INPUT FOR THIS TASK:
PR #950, opened 2023-12-12
fix: Inference engine Nitro with Windows with/ without CUDA

vuonghoainam:
Windows has serious problem with only CPU and also it cannot use NVIDIA GPU properly

See comments for the test result

### DIFF
--- a/.gitignore
+++ b/.gitignore
@@ -18,6 +18,8 @@ core/lib/**
 
 # Nitro binary files
 extensions/inference-nitro-extension/bin/*/nitro
+extensions/inference-nitro-extension/bin/*/*.metal
 extensions/inference-nitro-extension/bin/*/*.exe
 extensions/inference-nitro-extension/bin/*/*.dll
-extensions/inference-nitro-extension/bin/*/*.metal
+extensions/inference-nitro-extension/bin/*/*.exp
+extensions/inference-nitro-extension/bin/*/*.lib


vuonghoainam:
- CPU:
CleanShot_2023-12-12_at_23 47 26
- Jan app usage:
CleanShot_2023-12-12_at_23 47 43

Here is the result on my borrowed laptop which has: i7 8th intel, 16gb ram, no GPU (which is our goal) I just tested:
Model: TinyLlama, but other model yields the same performance
It's not laggy ads it uses Physical cores (not logical cores which normally on windows they supports hyperthreading which is 2 per CPU, and on Intel 12th+ it has performance/ efficiency cores which is not easy to calculate). This setup helps a lot for normal computer as compute intensive tasks (LLM model) are scheduled to run on performance cores, while other IO intensive tasks (even OS background tasks) on others
The CPU does not likely to hit 100% and hold at that level (better from what we experienced with current stable release on windows)
The speed at 15tok/s I think it's very reasonable.

However there are some Windows specific problem that we observe:
After windows sleep and wakeup, the perf decrease by apprx. 20%
Windows without power plugged in has perf decrease but I did not have chance to test.

vuonghoainam:
- CPU:
CleanShot 2023-12-13 at 00 28 40
- NVIDIA GPU VRAM usage with Nitro log
CleanShot 2023-12-13 at 00 29 42
- GPU utilization and VRAM consumption
CleanShot 2023-12-13 at 00 30 37
- Jan App performance
CleanShot 2023-12-13 at 00 29 58

Machine:
- OS: Windows 11 Home
- NVIDIA GPU 3090 with 24GB VRAM
- CPU: Intel 13th i9
- Memory: 64GB

Test:
- Model: Tinyllama
- Nitro version: 0.1.26
- Performance (impressive): 57token/s (almost fully offloaded to NVIDIA GPU)

vuonghoainam:
Test result on the laptop without NVIDIA, now I plug the NVIDIA GTX 1050ti 4gb RAM.
The best thing is that I close Jan app and open again, it can use NVIDIA GPU right away without any further installation, which is good UX.

Here is the test result:
- Jan app result (22 tokens/s)
CleanShot 2023-12-13 at 00 58 08
- CPU usage
CleanShot 2023-12-13 at 00 57 14
- GPU usage
CleanShot 2023-12-13 at 00 57 24
- Nitro NVIDIA utilization
CleanShot 2023-12-13 at 00 57 35

- Model: TinyLlama
- Perf: 22 tokens/ s

.gitignore
```diff
@@ -18,6 +18,8 @@ core/lib/**
 
 # Nitro binary files
 extensions/inference-nitro-extension/bin/*/nitro
+extensions/inference-nitro-extension/bin/*/*.metal
 extensions/inference-nitro-extension/bin/*/*.exe
 extensions/inference-nitro-extension/bin/*/*.dll
-extensions/inference-nitro-extension/bin/*/*.metal
\ No newline at end of file
+extensions/inference-nitro-extension/bin/*/*.exp
+extensions/inference-nitro-extension/bin/*/*.lib
```
louis-jan, line 25: where are these files @vuonghoainam

louis-jan (approved):

Issue #817, opened 2023-12-01
feat: add a converter for prompt-template


tikikun:
Refer to https://github.com/janhq/jan/issues/754

**Problem**
Currently inference engine is doing their own way formatting user chat using their own way of templating the chat, this make the normal chat template not compatible with popular chat tempalte

**Success Criteria**
Need to write a few simple functions to convert from popular template -> template for supported engine to parse prompt_template option

tikikun:
cc @vuonghoainam also please help qa the function @hahuyhoang411 
```js
function splitString(promptTemplate) {
    // Split the string using the markers
    const systemMarker = "{system_message}";
    const promptMarker = "{prompt}";

    if (promptTemplate.includes(systemMarker) && promptTemplate.includes(promptMarker)) {
        // Find the indices of the markers
        const systemIndex = promptTemplate.indexOf(systemMarker);
        const promptIndex = promptTemplate.indexOf(promptMarker);

        // Extract the parts of the string
        const system_prompt = promptTemplate.substring(0, systemIndex);
        const user_prompt = promptTemplate.substring(systemIndex + systemMarker.length, promptIndex);
        const ai_prompt = promptTemplate.substring(promptIndex + promptMarker.length);

        // Return the split parts
        return { system_prompt, user_prompt, ai_prompt };
    } else if (promptTemplate.includes(promptMarker)) {
        // Extract the parts of the string for the case where only promptMarker is present
        const promptIndex = promptTemplate.indexOf(promptMarker);
        const user_prompt = promptTemplate.substring(0, promptIndex);
        const ai_prompt = promptTemplate.substring(promptIndex + promptMarker.length);

        // Return the split parts
        return { user_prompt, ai_prompt };
    }

    // Return an error if none of the conditions are met
    return { error: "Cannot split" };
}
```

tikikun:
ideally it should split the bloke format to normal format but still containing some edge case @hahuyhoang411 can use in your own model list usage to see where it broke

hahuyhoang411:
Tested with all of our models in the Hub. Thanks for the fix.

PR #952, opened 2023-12-12
feat: Inference Nitro with Prompt Template

hahuyhoang411:
- [x] Update `prompt_template`
- [x] Add support for prompt template converter from https://github.com/janhq/jan/issues/817#issuecomment-1840424041 to `inference-nitro-extension/src/module.ts` for loading model correctly

### DIFF
--- a/core/src/types/model/modelEntity.ts
+++ b/core/src/types/model/modelEntity.ts
@@ -119,9 +119,7 @@ export type ModelSettingParams = {
   embedding?: boolean
   n_parallel?: number
   cpu_threads?: number
-  system_prompt?: string
-  user_prompt?: string
-  ai_prompt?: string
+  prompt_template?: string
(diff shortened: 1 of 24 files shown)


core/src/types/index.ts
```diff
@@ -279,6 +279,7 @@ export type ModelSettingParams = {
   system_prompt?: string;
   user_prompt?: string;
   ai_prompt?: string;
```
louis-jan, line 281: will we remove user_prompt & ai_prompt? @vuonghoainam

louis-jan, line 281: cc @namchuai refactor, DTO and Stored object. (prompt_template = formatted { system_prompt, user_prompt, ai_prompt }

louis-jan (approved):
LGTM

HOW TO COMPLETE THIS TASK:
Please return exactly the lines from the first line of the material through the one with "--- a/.gitignore", and no lines after it.

RESPONSE TO THE TASK:
PR #950, opened 2023-12-12
fix: Inference engine Nitro with Windows with/ without CUDA

vuonghoainam:
Windows has serious problem with only CPU and also it cannot use NVIDIA GPU properly

See comments for the test result

### DIFF
--- a/.gitignore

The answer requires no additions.